### Exercise description
Every single entry must be reproduced precisely.

Collected data entries
· · · · ·
PR #746, opened 2020-10-01
added tolerations for rke controlplane/etcd nodes

paynejacob:
https://github.com/rancher/rancher/issues/29297

### DIFF
--- a/packages/rancher-logging/rancher-logging.patch
+++ b/packages/rancher-logging/rancher-logging.patch
@@ -68,7 +68,7 @@ diff -x '*.tgz' -x '*.lock' -uNr packages/rancher-logging/charts-original/values
  
  resources: {}
    # We usually recommend not to specify default resources and to leave this as a conscious
-@@ -76,4 +76,37 @@
+@@ -76,4 +76,43 @@
  monitoring:
    # Create a Prometheus Operator ServiceMonitor object
    serviceMonitor:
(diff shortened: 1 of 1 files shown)


packages/rancher-logging/rancher-logging.patch
```diff
@@ -107,4 +107,10 @@ diff -x '*.tgz' -x '*.lock' -uNr packages/rancher-logging/charts-original/values
 +  cattle:
 +    systemDefaultRegistry: ""
```
cbron, line 108: What value was that checkbox setting ?

packages/rancher-logging/rancher-logging.patch
```diff
@@ -107,4 +107,10 @@ diff -x '*.tgz' -x '*.lock' -uNr packages/rancher-logging/charts-original/values
...
 +
-+fluentbit_tolerations: []
++fluentbit_tolerations:
++  - key: node-role.kubernetes.io/controlplane
++    value: "true"
++    effect: NoSchedule
++  - key: node-role.kubernetes.io/etcd
++    value: "true"
++    effect: NoExecute
```
cbron, line 116: This is specifically the settings for rke ?

paynejacob: yes, this counters the taints set on rke nodes

rmweir (approved):
LGTM

packages/rancher-logging/rancher-logging.patch
cbron: It was actually setting the fluentbit_tolerations array, so thats fine.

cbron (approved):

PR #748, opened 2020-10-01
Add default dashboard to Grafana home

aiyengar2:
Also added a small documentation update related to https://github.com/rancher/rancher/issues/29165

Related Issue: https://github.com/rancher/rancher/issues/29308

The final homepage looks like this:
Screen Shot 2020-10-01 at 4 59 56 PM

PR #756, opened 2020-10-02
Fix Grafana home dashboard layout when "Getting started" panel is injected

bashofmann:
Fix Grafana home dashboard layout when "Getting started" panel is injected

On first login Grafana automatically injects a "Getting started" panel into the home dashboard. This can not be deactivated (https://github.com/grafana/grafana/issues/8402).
To ensure that this additional panel does not break the layout, y axis line 3 has to be kept empty in the dashboard grid.

I totally missed this when I created the dashboard because I had already dismissed this magic panel.

Screenshot before the fix after logging in for the first time:

Bildschirmfoto 2020-10-02 um 20 47 19

Screenshot with the fix:

Bildschirmfoto 2020-10-02 um 21 00 15


bashofmann:
For reference: This is the injection logic in Grafana https://github.com/grafana/grafana/blob/8a5fc00330fadb0fa2cba9e21e4ca1367963418c/pkg/api/dashboard.go#L367-L383

aiyengar2 (approved):

aiyengar2:
Followup to https://github.com/rancher/charts/pull/748.

Related Issue: https://github.com/rancher/rancher/issues/29308

dramich (approved):

PR #757, opened 2020-10-02
Update rancher-backup chart version to use v1.0.2 tag

mrajashree:
v1.0.2 includes the fix for https://github.com/rancher/backup-restore-operator/issues/49

### DIFF
--- a/packages/rancher-backup/charts/Chart.yaml
+++ b/packages/rancher-backup/charts/Chart.yaml
@@ -1,11 +1,11 @@
 apiVersion: v1
-appVersion: v1.0.1
+appVersion: v1.0.2
 description: Provides ability to back up and restore the Rancher application running on any Kubernetes cluster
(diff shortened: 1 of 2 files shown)


packages/rancher-backup/charts/Chart.yaml
```diff
@@ -1,11 +1,11 @@
 apiVersion: v1
-appVersion: v1.0.1
+appVersion: v1.0.2
 description: Provides ability to back up and restore the Rancher application running on any Kubernetes cluster
 name: rancher-backup
 keywords:
 - applications
 - infrastructure
-version: 1.0.100
+version: 1.0.101
```
cbron, line 8: This should stay in line with image tag, so 1.0.200

cbron (changes requested):

cbron (approved):

PR #759, opened 2020-10-02
Update rancher-operator to v0.1.0

StrongMonkey:


cbron (approved):
Lgtm. We were bumping everything to 1.0.0, but since this is hidden it shouldn't matter. 
Can you submit a PR to remove old version from main, then we should be good.

PR #773, opened 2020-10-09
Update Istio and Kiali Versions

brendarearden:
**Problem**
Kiali released version 1.24.0
Istio released version 1.7.3 (this is a security release)
Older versions of installer use verify-install which does not work as expected in all scenarios

**Solution**
Update versions for kiali and istio to match the latest releases 
With the istio version update, the new installer without verify-install is used

Also added script to make updating the versions a lot easier. On occasion I would miss a value, the script ensures all values are getting updated as expected. 

**Issues**
rancher/rancher#29383
rancher/rancher#29249
rancher/rancher#29408

**Dependencies**
https://github.com/rancher/istio-installer/pull/12

### DIFF
--- a/packages/rancher-istio/charts/app-readme.md
+++ b/packages/rancher-istio/charts/app-readme.md
@@ -1,13 +1,3 @@
-# Rancher Istio Installers
-
-A Rancher created chart that packages the istioctl binary to install via a helm chart.
-
-# Installation Requirements 
-
-## Chart Dependencies
-- rancher-kiali-server-crd chart
-
-
 ## Kiali
 
 ###  Dependencies
@@ -27,8 +17,3 @@ To limit scraping to specific namespaces, set `prometheus.prometheusSpec.ignoreN
 
 1. Add a Service Monitor or Pod Monitor in the namespace with the targets you want to scrape.
 1. Add an additionalScrapeConfig to your rancher-monitoring instance to scrape all targets in all namespaces.
-
-# Installation
-```
-helm install rancher-istio . --create-namespace -n istio-system
-```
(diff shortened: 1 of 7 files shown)


packages/rancher-istio/scripts/version_update.go
```diff
@@ -0,0 +1,60 @@
+package main
```
nickgerace, line 1: Is bringing in source code to the charts repo intentional?

paynejacob (dismissed):

packages/rancher-istio/scripts/version_update.go
brendarearden: yes, this is a script for this specific chart update all the versions for istio and kiali easily - its just a nice to have script

packages/rancher-istio/charts/app-readme.md
```diff
@@ -0,0 +1,19 @@
+## Kiali
+
+###  Dependencies
+- rancher-monitoring chart or other monitoring installation
```
cbron, line 4:
```suggestion
- rancher-monitoring chart or other Prometheus installation
```

packages/rancher-istio/scripts/version_update.go
cbron: This won't end up in helm package right ? Want to confirm that.

brendarearden: it wont since its at the same level as the charts directory, and the rancher-istio/charts is what gets packaged

nickgerace (approved):

cbron (approved):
· · · · ·
### Answer section
PR #746, opened 2020-10-01
added tolerations for rke controlplane/etcd nodes

paynejacob:
https://github.com/rancher/rancher/issues/29297

### DIFF
--- a/packages/rancher-logging/rancher-logging.patch
+++ b/packages/rancher-logging/rancher-logging.patch
@@ -68,7 +68,7 @@ diff -x '*.tgz' -x '*.lock' -uNr packages/rancher-logging/charts-original/values
  
  resources: {}
    # We usually recommend not to specify default resources and to leave this as a conscious
-@@ -76,4 +76,37 @@
+@@ -76,4 +76,43 @@
  monitoring:
    # Create a Prometheus Operator ServiceMonitor object
    serviceMonitor:
(diff shortened: 1 of 1 files shown)


packages/rancher-logging/rancher-logging.patch
```diff
@@ -107,4 +107,10 @@ diff -x '*.tgz' -x '*.lock' -uNr packages/rancher-logging/charts-original/values
 +  cattle:
 +    systemDefaultRegistry: ""
```
cbron, line 108: What value was that checkbox setting ?

packages/rancher-logging/rancher-logging.patch
```diff
@@ -107,4 +107,10 @@ diff -x '*.tgz' -x '*.lock' -uNr packages/rancher-logging/charts-original/values
...
 +
-+fluentbit_tolerations: []
++fluentbit_tolerations:
++  - key: node-role.kubernetes.io/controlplane
++    value: "true"
++    effect: NoSchedule
++  - key: node-role.kubernetes.io/etcd
++    value: "true"
++    effect: NoExecute
```
cbron, line 116: This is specifically the settings for rke ?

paynejacob: yes, this counters the taints set on rke nodes

rmweir (approved):
LGTM

packages/rancher-logging/rancher-logging.patch
cbron: It was actually setting the fluentbit_tolerations array, so thats fine.

cbron (approved):

PR #748, opened 2020-10-01
Add default dashboard to Grafana home

aiyengar2:
Also added a small documentation update related to https://github.com/rancher/rancher/issues/29165

Related Issue: https://github.com/rancher/rancher/issues/29308

The final homepage looks like this:
Screen Shot 2020-10-01 at 4 59 56 PM

PR #756, opened 2020-10-02
Fix Grafana home dashboard layout when "Getting started" panel is injected

bashofmann:
Fix Grafana home dashboard layout when "Getting started" panel is injected

On first login Grafana automatically injects a "Getting started" panel into the home dashboard. This can not be deactivated (https://github.com/grafana/grafana/issues/8402).
To ensure that this additional panel does not break the layout, y axis line 3 has to be kept empty in the dashboard grid.

I totally missed this when I created the dashboard because I had already dismissed this magic panel.

Screenshot before the fix after logging in for the first time:

Bildschirmfoto 2020-10-02 um 20 47 19

Screenshot with the fix:

Bildschirmfoto 2020-10-02 um 21 00 15


bashofmann:
For reference: This is the injection logic in Grafana https://github.com/grafana/grafana/blob/8a5fc00330fadb0fa2cba9e21e4ca1367963418c/pkg/api/dashboard.go#L367-L383

aiyengar2 (approved):

aiyengar2:
Followup to https://github.com/rancher/charts/pull/748.

Related Issue: https://github.com/rancher/rancher/issues/29308

dramich (approved):

PR #757, opened 2020-10-02
Update rancher-backup chart version to use v1.0.2 tag

mrajashree:
v1.0.2 includes the fix for https://github.com/rancher/backup-restore-operator/issues/49

### DIFF
--- a/packages/rancher-backup/charts/Chart.yaml
+++ b/packages/rancher-backup/charts/Chart.yaml
@@ -1,11 +1,11 @@
 apiVersion: v1
-appVersion: v1.0.1
+appVersion: v1.0.2
 description: Provides ability to back up and restore the Rancher application running on any Kubernetes cluster
(diff shortened: 1 of 2 files shown)


packages/rancher-backup/charts/Chart.yaml
```diff
@@ -1,11 +1,11 @@
 apiVersion: v1
-appVersion: v1.0.1
+appVersion: v1.0.2
 description: Provides ability to back up and restore the Rancher application running on any Kubernetes cluster
 name: rancher-backup
 keywords:
 - applications
 - infrastructure
-version: 1.0.100
+version: 1.0.101
```
cbron, line 8: This should stay in line with image tag, so 1.0.200

cbron (changes requested):

cbron (approved):

PR #759, opened 2020-10-02
Update rancher-operator to v0.1.0

StrongMonkey:


cbron (approved):
Lgtm. We were bumping everything to 1.0.0, but since this is hidden it shouldn't matter. 
Can you submit a PR to remove old version from main, then we should be good.

PR #773, opened 2020-10-09
Update Istio and Kiali Versions

brendarearden:
**Problem**
Kiali released version 1.24.0
Istio released version 1.7.3 (this is a security release)
Older versions of installer use verify-install which does not work as expected in all scenarios

**Solution**
Update versions for kiali and istio to match the latest releases 
With the istio version update, the new installer without verify-install is used

Also added script to make updating the versions a lot easier. On occasion I would miss a value, the script ensures all values are getting updated as expected. 

**Issues**
rancher/rancher#29383
rancher/rancher#29249
rancher/rancher#29408

**Dependencies**
https://github.com/rancher/istio-installer/pull/12

### DIFF
--- a/packages/rancher-istio/charts/app-readme.md
+++ b/packages/rancher-istio/charts/app-readme.md
@@ -1,13 +1,3 @@
-# Rancher Istio Installers
-
-A Rancher created chart that packages the istioctl binary to install via a helm chart.
-
-# Installation Requirements 
-
-## Chart Dependencies
-- rancher-kiali-server-crd chart
-
-
 ## Kiali
 
 ###  Dependencies
@@ -27,8 +17,3 @@ To limit scraping to specific namespaces, set `prometheus.prometheusSpec.ignoreN
 
 1. Add a Service Monitor or Pod Monitor in the namespace with the targets you want to scrape.
 1. Add an additionalScrapeConfig to your rancher-monitoring instance to scrape all targets in all namespaces.
-
-# Installation
-```
-helm install rancher-istio . --create-namespace -n istio-system
-```
(diff shortened: 1 of 7 files shown)


packages/rancher-istio/scripts/version_update.go
```diff
@@ -0,0 +1,60 @@
+package main
```
nickgerace, line 1: Is bringing in source code to the charts repo intentional?

paynejacob (dismissed):

packages/rancher-istio/scripts/version_update.go
brendarearden: yes, this is a script for this specific chart update all the versions for istio and kiali easily - its just a nice to have script

packages/rancher-istio/charts/app-readme.md
```diff
@@ -0,0 +1,19 @@
+## Kiali
+
+###  Dependencies
+- rancher-monitoring chart or other monitoring installation
```
cbron, line 4:
```suggestion
- rancher-monitoring chart or other Prometheus installation
```

packages/rancher-istio/scripts/version_update.go
cbron: This won't end up in helm package right ? Want to confirm that.

brendarearden: it wont since its at the same level as the charts directory, and the rancher-istio/charts is what gets packaged

nickgerace (approved):

cbron (approved):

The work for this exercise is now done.